> _PROVIDED DATA_
PR #4305, opened 2025-11-12
feat(contrib-meter): add contribution meter block

rbcorrales:
### All Submissions:

Adds a new block for displaying fundraising progress toward a goal, with data sourced from WooCommerce donation orders.

image

**What it does**
- Tracks contributions (donations only) from a configurable start date.
- Shows goal amount, amount raised, and completion percentage. The visibility of these values is configurable.
- Available in linear (progress bar) and circular (ring) styles.
- Amount raised is updated via a cached REST API endpoint. Cache duration can be overridden via a DB option or a filter.

**Configuration**
- Set fundraising goal amount.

> _YOUR GOAL_
Extract from the data every line where "fundraising" shows up.

> _TASK RESULT_
Adds a new block for displaying fundraising progress toward a goal, with data sourced from WooCommerce donation orders.
- Set fundraising goal amount.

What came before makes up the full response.